In the same boat as you man, in the same boat.

I'm not a fan of the 5 spoke pattern, but anything beats hubs IMO. doitdoitdoit


----------



## patatewz (Aug 18, 2012)

i just purchase my car last week and i made the good move to go with 1.4t lt cruze... many upgradable part... only conserne i have is the 105x5 bolt patern... hard to find good looking wheel with this patern....


----------



## Patman (May 7, 2011)

patatewz said:


> i just purchase my car last week and i made the good move to go with 1.4t lt cruze... many upgradable part... only concerns i have is the 105x5 bolt pattern... hard to find good looking wheel with this pattern....

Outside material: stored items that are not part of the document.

Issue #470, opened 2025-07-20
Take a pass through docs before cutting release


chiphogg:
I'm guessing we'll have missed a bunch of stuff, and we definitely want to reflect it in the released version of the doc website.  Including, but not limited to:

- [ ] Library comparison
- [ ] Troubleshooting guide
- [ ] `coerce_as`: dis-recommend

PR #500, opened 2025-08-08
Update docs to reflect conversion risk policies

chiphogg:
We add three new documents: two discussion docs on truncation risk and
conversion risks generally, and one reference doc for the conversion
risk policy objects.

Then we go through and update all of the affected docs.  The main types
of changes are:

- Update new APIs (constructors, conversion functions) that can take a
  policy argument.
- Mark the "coerce" APIs as "to be deprecated", and tell people to use
  the policy arguments instead.
- If we find outdated language around permitted/forbidden conversions,
  or around "explicit Rep" APIs, clean it up

This should get the Au docs into a good state with respect to our modern
approach to conversion safety.

Helps #470.

### DIFF
--- a/docs/discussion/concepts/conversion_risks.md
+++ b/docs/discussion/concepts/conversion_risks.md
@@ -66,8 +66,12 @@ from determining whether _a specific input value_ will be lossy.  For example:
 | Conversion | Policy | Result (if allowed) | Actually lossy? |
 |------------|--------|---------------------|-----------------|
 | `inches(24).as(feet)` | :x: Forbidden (truncation risk) | `feet(2)` | :thumbs_up: No |
-| `seconds(4u).as(nano(seconds))` | :x: Forbidden (overflow risk) | `nano(seconds(4'000'000'000u))` | :thumbs_up: No |
-| `seconds(9000u).as(micro(seconds))` | :thumbs_up: Allowed | `micro(seconds(410'065'408u))` | :x: Yes (overflow) |
+| `seconds(4u).as(nano(seconds))`[^1] | :x: Forbidden (overflow risk) | `nano(seconds(4'000'000'000u))` | :thumbs_up: No |
+| `seconds(9000u).as(micro(seconds))`[^1] | :thumbs_up: Allowed | `micro(seconds(410'065'408u))` | :x: Yes (overflow) |
+
+[^1]: In these docs, we assume that `unsigned int` values (such as `4u` and `9000u`) are 32 bits
+wide.  On architectures where this is not true, you could pattern-replace items such as `4u` with
+`uint32_t{4}` to reproduce the results in the tables.
 
 This shows that our default policy has two kinds of failure modes.
 
@@ -96,7 +100,7 @@ Let's look at some more examples to make this clear.
 | Conversion | Policy | Result | Actually lossy? |
 |------------|--------|--------|-----------------|
 | `inches(24).as(feet, ignore(TRUNCATION_RISK))` | :thumbs_up: Allowed (by policy override) | `feet(2)` | :thumbs_up: No |
-| `seconds(4u).as(nano(seconds), ignore(OVERFLOW_RISK))` | :thumbs_up: Allowed (by policy override) | `nano(seconds(4'000'000'000))` | :thumbs_up: No |
+| `seconds(4u).as(nano(seconds), ignore(OVERFLOW_RISK))`[^1] | :thumbs_up: Allowed (by policy override) | `nano(seconds(4'000'000'000))` | :thumbs_up: No |
 
 Here, we have revisited the examples from the previous table, but thanks to our policy override,
 they are no longer forbidden.  We see that they do produce the correct results.  However, we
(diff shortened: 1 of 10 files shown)


docs/discussion/concepts/conversion_risks.md
```diff
@@ -0,0 +1,204 @@
...
+
+It's critically important to understand that these policies are based on _risk_, which takes into
+account _all possible_ input values (and, crudely, their relative likelihoods).  This is different
+from determining whether _a specific input value_ will be lossy.  For example:
+
+| Conversion | Policy | Result (if allowed) | Actually lossy? |
+|------------|--------|---------------------|-----------------|
+| `inches(24).as(feet)` | :x: Forbidden (truncation risk) | `feet(2)` | :thumbs_up: No |
+| `seconds(4u).as(nano(seconds))` | :x: Forbidden (overflow risk) | `nano(seconds(4'000'000'000u))` | :thumbs_up: No |
+| `seconds(9000u).as(micro(seconds))` | :thumbs_up: Allowed | `micro(seconds(410'065'408u))` | :x: Yes (overflow) |
```
hoffbrinkle: I think this is a clarity vs correctness question, but `seconds(uint32_t{4}).as(nano(seconds))`.  Maybe we just put a note to the effect of "for a 32 bit representation"?  I'm on the fence if we really need to, as I think it's probably assumed/implied.

chiphogg: Good catch.  I agree it's assumed/implied, and the clarity is more important than full technical correctness.  But we can still do better!  I ended up adding a footnote, and linking to it in every place where we used literals like `4u` for their brevity.

docs/discussion/concepts/truncation.md
```diff
@@ -0,0 +1,130 @@
...
+
+### Integral types
+
+Integral types are considered _exact_.  To see the implications for truncation, we need to consider
+various [types of conversion factors](../implementation/applying_magnitudes.md).
+
+First, we have multiplying by an integer.  This is easy: it stays within the domain of the integers,
+so it can never truncate.
+
+Next, we have multiplication by a non-integer rational (including reciprocal integers).  This will
```
hoffbrinkle, line 48: "First ... multiplying" and "Next ... multiplication" aren't consistent.  Not sure if they need to be, just pointing that out.

docs/discussion/concepts/index.md
```diff
@@ -26,6 +31,10 @@ and help you use units libraries more effectively.
 - **[Quantity Point](./quantity_point.md)**.  An abstraction for "point types" that have units.
   Most use cases don't need this, but for a few --- including temperatures --- it's indispensable.
 
+- **[Truncation](./truncation.md)**.  Unit conversions truncate when the destination type can't hold
+  the result with acceptable precision.  This page will explain Au's approach to managing this risk,
```
hoffbrinkle, line 35:
```suggestion
  the result with acceptable precision.  This page explains Au's approach to managing this risk,
```

docs/reference/conversion_risk_policies.md
```diff
@@ -0,0 +1,36 @@
+# Conversion Risk Policies
+
+A conversion risk policy is a [monovalue type](./detail/monovalue_types.md) that indicates how
+a unit conversion function should handle [conversion
+risks](../discussion/concepts/conversion_risks.md).  Au tracks two kinds of conversion risk:
+overflow, and truncation.  Each conversion risk policy will either enable or disable checking for
```
hoffbrinkle, line 6:
```suggestion
overflow and truncation.  Each conversion risk policy will either enable or disable checking for
```

docs/reference/quantity_point.md
```diff
@@ -254,29 +265,83 @@ are forbidden.  Additionally, the `Rep` of the output is identical to the `Rep`
...
+off the corresponding safety check, by passing a [policy argument](./conversion_risk_policies.md).
+Every variant of `as` and `in` mentioned above supports such an argument.  If you pass a policy, it
+will control the set of conversion risks that we check for.
+
+To be concrete, here are the signatures of the functions that support the policy argument:
+
+| Usual form | With policy argument |
+|------------|----------------------|
+| `.as(unit)` | `.as(unit, policy)` |
+| `.as<T>(unit)` | `.as<T>(unit, policy)` |
```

You're in the same boat as the rest of us "Wheel wise" There are wheels out there try Tirerack.com and discount tire has some but limited. What I was talking about on the engine is the "grass is always greener" idea. Yesterday I drove friend's Malibu with a 6 cyl and I loved the power and she had new brakes also. I was thinking trade my 6 speed in for an auto with the 1.4 Eco probably and get better gas mileage. As I said: I am bored and need a change! What I don't know yet. That is why I was looking at the wheels. Most here have the 1.4 and me with the base 1.8. Shoot me! LOL


----------



## mabzmuzik (Jul 19, 2012)

Patman said:


> You're in the same boat as the rest of us "Wheel wise" There are wheels out there try Tirerack.com and discount tire has some but limited. What I was talking about on the engine is the "grass is always greener" idea. Yesterday I drove friend's Malibu with a 6 cyl and I loved the power and she had new brakes also. I was thinking trade my 6 speed in for an auto with the 1.4 Eco probably and get better gas mileage. As I said: I am bored and need a change! What I don't know yet. That is why I was looking at the wheels. Most here have the 1.4 and me with the base 1.8. Shoot me! LOL



I still feel like that, but I am still liking my LS. There is also a set of eco wheels in michigan for $400. The guy said he will take $350. I actually am thinking of getting these for winter. I will gladly back off for any forum member that wants to pursue this set.


----------



## mabzmuzik (Jul 19, 2012)

Patman said:


> After reading about mabzmuzic s find of LTZ wheels I did a search and I found a set of 2012 RS wheels for use on my LS. @ $400 + shipping on Ebay. I am only looking at 16s since I just bought a new set of 16 in tires.
> 
> 
> 
> ...



I would say nay on the rims. We can find you a better deal. I will keep looking also. Did you see the eco wheels in detroit? I have been in contact with that seller, he will take $350. and they have tires on them.


----------



## Patman (May 7, 2011)

mabzmuzik said:


> I would say nay on the rims. We can find you a better deal. I will keep looking also. Did you see the eco wheels in detroit? I have been in contact with that seller, he will take $350. and they have tires on them.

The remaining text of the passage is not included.